The rooster bowl (公鸡碗 (公雞碗, 公鷄碗, gōngjī wǎn, gai1 gung1 wun2), Indonesian: Mangkuk Ayam Jago, Thai: ชามตราไก่, Chiu Chow: Koi Ua) began in China over a hundred years ago by Hakka people in Guangdong Province.

== Background ==
In the late Qing Dynasty, Guangzhou, China, potters in prefectures like Meixian and Jiaying crafted ordinary white bowls without any patterns on them. A ceramicist from Jiaying named Sze Han was first credited for painting a rooster graphic on the bowls. The drawn rooster, typically depicted as a red junglefowl, had a red neck and trunk, black tail and legs walking on green grass, with purple peonies and green leaves cut with black outline.
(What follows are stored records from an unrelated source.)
PR #568, opened 2018-01-10
New Proto-XEP: Easy User Onboarding

ge0rg:
This document defines a protocol and URI scheme for user invitation in order to allow a third party to register on a server. The goal of this is to make onboarding for XMPP IM newcomers as easy as possible.

Rendered version: https://op-co.de/tmp/user-invite.html


horazont:
Marc Schink agreed outside of github.

PR #569, opened 2018-01-10
XEP-0387: Address feedback made in the period of the new Council

Kev:
This addresses, I believe, all the issues I raised. Where I was wrong (84), or it was contentious (220), I've dropped the point. Where Sam felt it was worth watering down (needing 153, but only read-only), I've done so.

### DIFF
--- a/xep-0387.xml
+++ b/xep-0387.xml
@@ -266,9 +266,9 @@
         <tr>
           <td><strong>Persistent Storage of Private Data via PubSub</strong></td>
           <td align='center'>&#10005;</td>
-          <td align='center'>N/A</td>
+          <td align='center'>&#10005;</td>
           <td align='center'>&#10003;&component;</td>
-          <td align='center'>N/A</td>
+          <td align='center'>&#10003;</td>
           <td>&xep0223;</td>
         </tr>
         <tr>
--- a/xep-0387.xml
+++ b/xep-0387.xml
@@ -2,10 +2,12 @@
 <!DOCTYPE xep SYSTEM 'xep.dtd' [
 <!ENTITY % ents SYSTEM 'xep.ent'>
 %ents;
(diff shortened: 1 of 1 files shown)


xep-0387.xml
```diff
@@ -244,6 +263,22 @@
           <td align='center'>&#10003;</td>
           <td>&xep0048;</td>
         </tr>
+        <tr>
+          <td><strong>Persistent Storage of Private Data via PubSub</strong></td>
+          <td align='center'>&#10005;</td>
+          <td align='center'>N/A</td>
+          <td align='center'>&#10003;&component;</td>
+          <td align='center'>N/A</td>
```
ge0rg: The "advanced" client needs to be able to read and store PEP bookmarks as well. I'm not sure the regular PEP support from Core is sufficient for that, or if we should actually make a checkmark here.

horazont:
@SamWhited Please comment on this so it can be merged before the council meeting agenda deadline.

(Or merge it yourself :-))

SamWhited:
As the author I am absolutely against merging this until we do the 2019 suites, as I said before.

dwd:
I don't think we'll get to publish it unless the comments are addressed somehow.

SamWhited:
They will be handled in the 2019 ones. These don't need to be perfect, and there is no point to doing compliance suites if we can't be on time with them so as mentioned before I don't want to encourage us to submit feedback after the deadline is over. This should have all been in during the last call and not had a second last call used as an excuse to submit things late.

dwd:
That was mandated by XEP-0001. We literally had no choice there. We can get this published tomorrow if this PR is either merged, or the comments addressed in some other way. Otherwise I don't see how a vote will pass.

SamWhited:
Retracting this (#573) since I'm tired of working on an XEP with constantly shifting goal posts. If someone else wants to take this up and work on the compliance suites, please re-open this PR.

PR #579, opened 2018-02-02
XEP-0198: Stream should be closed when 'h' value is to high.

guusdk:


horazont:
I’d suggest to add the specific type of stream error which SHOULd be emitted. I can’t find something sensible in RFC 6120, so maybe undefined-condition + a stream management specific error condition.

dwd:
In my view as author, I think this is valuable and a sensible addition, but needs list discussion (particularly for what error should be returned).

horazont:
Right, list discussion probably makes more sense than council for now.

horazont:
@guusdk Can you take this to the list please?

horazont:
@guusdk could you update your PR with the error conditions suggested on-list so that we can send this on to council?

Flowdalic:
Also could you please introduce a stream management specific stream error condition so that the stream error receiving entity could disable stream management in subsequent connections, avoiding reconnection loops.

xep-0198.xml
```diff
@@ -388,7 +399,12 @@
 </failed>
 ]]></example>
   <p>In both of these failure cases, the server SHOULD allow the client to bind a resource at this point rather than forcing the client to restart the stream negotiation process and re-authenticate.</p>
-  <p>If the former stream is resumed and the server still has the stream for the previously-identified session open at this time, the old stream SHOULD be terminated.</p>
+  <p>If the former stream is resumed and the server still has the stream for the previously-identified session open at this time, the server SHOULD send a 'conflict' stream error and close that stream</p>
+<example caption='Server returns error if client attempts to enable stream management before resource binding'><![CDATA[
```
horazont: I think this could use a paragraph of text, otherwise the example kinda comes out of nowwhere

xep-0198.xml
```diff
@@ -409,6 +425,13 @@
 </failed>
 ]]></example>
   <p>Stream management errors SHOULD be considered recoverable; however, misuse of stream management MAY result in termination of the stream.</p>
+  <p>When a remote entity acknowledges that it has handled a number of stanzas that is higher than the amount of stanzas that it was sent (by sending an 'h' value that is to high), the local entity SHOULD generate a stream error and close the stream:</p>
+  <example caption='Server closes old stream that was replaced by new stream'><![CDATA[
+<stream:error>
```
Flowdalic: As it was pointed it <conflict/> may not be the best choice. I'm also still missing the stream management specific stream error.

```
<stream:error>
      <undefined-condition
          xmlns='urn:ietf:params:xml:ns:xmpp-streams'/>
      <text xml:lang='en' xmlns='urn:ietf:params:xml:ns:xmpp-streams'>
        You acknowledged 42 stanzas while I only send you 12 so far.
      </text>
      <reported-handled-count-to-high xmlns='urn:xmpp:sm:3'/>
</stream:error>
```

xep-0198.xml
```diff
@@ -409,6 +425,13 @@
 </failed>
 ]]></example>
   <p>Stream management errors SHOULD be considered recoverable; however, misuse of stream management MAY result in termination of the stream.</p>
+  <p>When a remote entity acknowledges that it has handled a number of stanzas that is higher than the amount of stanzas that it was sent (by sending an 'h' value that is to high), the local entity SHOULD generate a stream error and close the stream:</p>
+  <example caption='Server closes old stream that was replaced by new stream'><![CDATA[
```
Flowdalic: Is the caption text right? Shouldn't it be something like "Closing a stream because a remote entity reported a impossible number of handled stanzas".

xep-0198.xml
guusdk: I actually made a minor change in the line preceding the example. I feel that more text to illustrate the error puts the thing out of proportion.

xep-0198.xml
guusdk: I believe I messed up a copy/paste somewhere. I'll correct it.

xep-0198.xml
guusdk: Same copy/paste error. This should've gone elsewhere.

xep-0198.xml
```diff
@@ -409,6 +426,17 @@
 </failed>
 ]]></example>
   <p>Stream management errors SHOULD be considered recoverable; however, misuse of stream management MAY result in termination of the stream.</p>
+  <p>When a remote entity acknowledges that it has handled a number of stanzas that is higher than the amount of stanzas that it was sent (by sending an 'h' value that is to high), the local entity SHOULD generate a stream error and close the stream:</p>
+  <example caption='Entity closes stream because peer acknowledges more stanzas than it was sent'><![CDATA[
+<stream:error>
+  <undefined-condition xmlns='urn:ietf:params:xml:ns:xmpp-streams'/>
+  <handled-count-too-high xmlns='urn:xmpp:sm:3' h='10' send-count='8'/>
+  <text xml:lang='en' xmlns='urn:ietf:params:xml:ns:xmpp-streams'>
+    You acknowledged 10 stanzas, but I only send you 8 so far.
```
horazont: s/send/sent/

horazont:
From what I can tell, this now reflects the list discussion and we can send this to council.

xep-0198.xml
```diff
@@ -28,6 +28,12 @@
   &fabio;
   &dcridland;
   &mwild;
+  <revision>
+    <version>1.5.4</version>
```
horazont: I think this should bump the minor and not the patch level version number

Flowdalic:
I just saw that the text does not specify how the stream should be closed not is <handled-count-to-high/> defined. This should probably be changed before being merged.

horazont:
@Flowdalic Good catch about the schema. @guusdk could you fix that, too?

guusdk:
> I just saw that the text does not specify how the stream should be closed not is defined.

Que?

Flowdalic:
> 
I just saw that the text does not specify how the stream should be closed nor is <handled-count-to-high/> defined.

Sorry, github swallowed the XML. The issue is that we do not consider examples as normative, hence we need to specify the behavior once this happens and we need to specify the <handled-count-to-high/> application-specific stream error information element

guusdk:
That makes sense. I've incorporated the changes now.

guusdk:
Applied feedback from Council (too -> to), rebased.

linkmauve:
Fixed a few more typos.

PR #582, opened 2018-02-06
XEP-0060: `retrieve-default-sub` feature missing in XML Schema.

sco0ter:


sco0ter:
Please not that this feature is also missing in the registrar:
https://xmpp.org/registrar/disco-features.html

PR #87, opened 2021-07-22
refactor: cleaning up path logic in electron.js

galenwinsor:
Just because I had a little extra time!


public/electron.js
```diff
@@ -225,7 +242,7 @@ ipc.on('data', (event, args) => {
 // Save Video
 ipc.on('save_video', (event, videoFileName, buffer) => {
   if (VIDEO){
```
mcmcgrath13, line 250: should this check for the save path? or is it guaranteed to exist already?

mcmcgrath13 (approved):
🗃️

Generally, three banana trees and sometimes bats were drawn on the opposite side of the rooster. There were flowers and small leaves on the bottom of the bowl. This general design is still followed to this day. The quality of rooster bowls are durable, and the design's aesthetics have caused the rooster bowl to be a standard bowl used by the Chinese.
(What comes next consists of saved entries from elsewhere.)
PR #89, opened 2021-07-27
Feat stroop

galenwinsor:
Stroooppppp

### DIFF
--- a/src/App.css
+++ b/src/App.css
@@ -42,7 +42,7 @@ html, body, #root, .App {
   width: 100vw;
 }
 
-.width-min-content {
+.width-max-content {
   width: max-content;
 }
 
--- a/src/App.css
+++ b/src/App.css
@@ -18,6 +18,10 @@ html, body, #root, .App {
   height: 100%;
 }
 
+.margin-centered {
+  margin: 0 auto;
+}
+
 .height-100 {
   height: 100%;
 }
@@ -38,8 +42,24 @@ html, body, #root, .App {
   width: 100vw;
 }
 
+.width-min-content {
+  width: max-content;
+}
+
 .font-size-large {
+  font-size: 2.5rem;
+}
+
+.font-size-extra-large {
   font-size: 4rem;
+}
+
+.red-font {
+  color: red;
+}
+
+.blue-font {
+  color: blue;
 }
 
 .photodiode-box {
--- a/src/App.css
+++ b/src/App.css
@@ -18,12 +18,28 @@ html, body, #root, .App {
   height: 100%;
 }
 
+.height-100 {
+  height: 100%;
+}
+
+.height-100-view {
+  height: 100vh;
+}
+
 .width-50 {
   width: 50%;
 }
 
 .width-100 {
   width: 100%;
+}
+
+.width-100-view {
+  width: 100vw;
+}
+
+.font-size-large {
+  font-size: 4rem;
 }
 
 .photodiode-box {
--- a/src/config/experiment.js
+++ b/src/config/experiment.js
@@ -21,9 +21,9 @@ const getLocalConfig = async (participantID, studyID) => {
     }
     renderer.send("save-config", experimentConfig, participantID, studyID)
   } else if (envConfig.USE_FIREBASE) {
-    const newConfig = await firestoreConfig(studyID, participantID);
+    const newConfig = await firestoreConfig(studyID, participantID)
     if (newConfig) {
-      experimentConfig = newConfig;
+      experimentConfig = newConfig
     }
   } else {
     console.warn("Using default config")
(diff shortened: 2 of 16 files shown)


src/config/experiment.js
```diff
@@ -30,35 +29,39 @@ const getConfig = async (participantID, studyID) => {
...
  */
-const overrideSettings = (override, defaultBlockSettings) => {
-  console.log("Default block settings:", defaultBlockSettings)
-  console.log("override:", override)
-  const newBlock = deepCopy(defaultBlockSettings)
-  Object.assign(newBlock, override)
-
-  return newBlock
-}
+// const overrideSettings = (override, defaultBlockSettings) => {
```
mcmcgrath13, line 50: why aren't they used? When would they be used? provide a bit more guidance here

src/trials/choice.js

There are different sizes of rooster bowls: 4 inches wide, 5 inches wide, 6 inches deep, 8 inches wide and 8 inches deep. The 5 and 6 inch wide sizes are typically used for households and restaurants, and 7 and 8 inch sizes were used for laborers because of their larger portion sizes.

== In Thailand ==

Before World War II, Chinese merchants in Song Wat Road, Bangkok, ordered rooster bowls to sell because in that time, they were very cheap. During the Chinese-Japanese War, they were in short supply and the prices were rising; therefore, Thailand had the first manufacturer of rooster bowl. The first factory was in Ratchathewi district, Bangkok by Hakka people. When the war ended, the entrepreneurs produced more bowls because the characteristics of the bowl were suitable for eating with chopsticks. Later, Thai people started using the bowl because noodles have been commonly served in this type of food bowl due to its very durable features.
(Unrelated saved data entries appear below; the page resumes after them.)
PR #88, opened 2021-07-26
Refactor participant specific config

galenwinsor:

PR #90, opened 2021-07-29
Chore documentation

galenwinsor:


src/trials/welcome.js
```diff
@@ -2,7 +2,7 @@ import { lang } from '../config/main'
 import { photodiodeGhostBox } from '../lib/markup/photodiode'
 import { baseStimulus } from '../lib/markup/stimuli'
 
-const pleaseBiggen = () => {
+const pleaseBegin = () => {
```
mcmcgrath13: this one isn't a typo (though perhaps not well named either) - it's asking the user to make the window larger

mcmcgrath13 (changes requested):

src/trials/welcome.js
galenwinsor: Haha, I see. Fixed!

mcmcgrath13 (approved):
🆎

RobertGemmaJr:
@digicosmos86 @mirestrepo Do you think we should merge this in as well? I think the documentation would be really nice but to have but I don't know enough to know if it's out of date at this point

Actually it's base is #88 so I say we merge it there and take a deeper look in that branch?

mirestrepo:
> @digicosmos86 @mirestrepo Do you think we should merge this in as well? I think the documentation would be really nice but to have but I don't know enough to know if it's out of date at this point
> 
> Actually it's base is #88 so I say we merge it there and take a deeper look in that branch?

Sounds like a plan!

Around 1957, Chinese people in Thailand moved to set up a factory and furnace in Lampang province because of the availability of kaolin that is most suitable for producing rooster bowls at Chae-Hom District, Lampang.

In 1962, the manufactures started using the technique of burning bowls for one time and modifying the pattern to be the green rooster with blue tail with pink flowers to reduce the detail. It is very popular in market because of the cheapness and the toughness of the bowl. In 1963 this factory turned to produce Japanese crockery. Now Lampang is the only one province that continues to produce the bowls, but it is difficult to find the artisans that keep the original style, and the colors used for drawing the rooster are expensive. Therefore, people start to collect and buy the original rooster bowls, making rooster bowl prices rise because of the rarity.

Rooster bowl has been registered as a Geographical Indication (GI) product of Lampang, Thailand.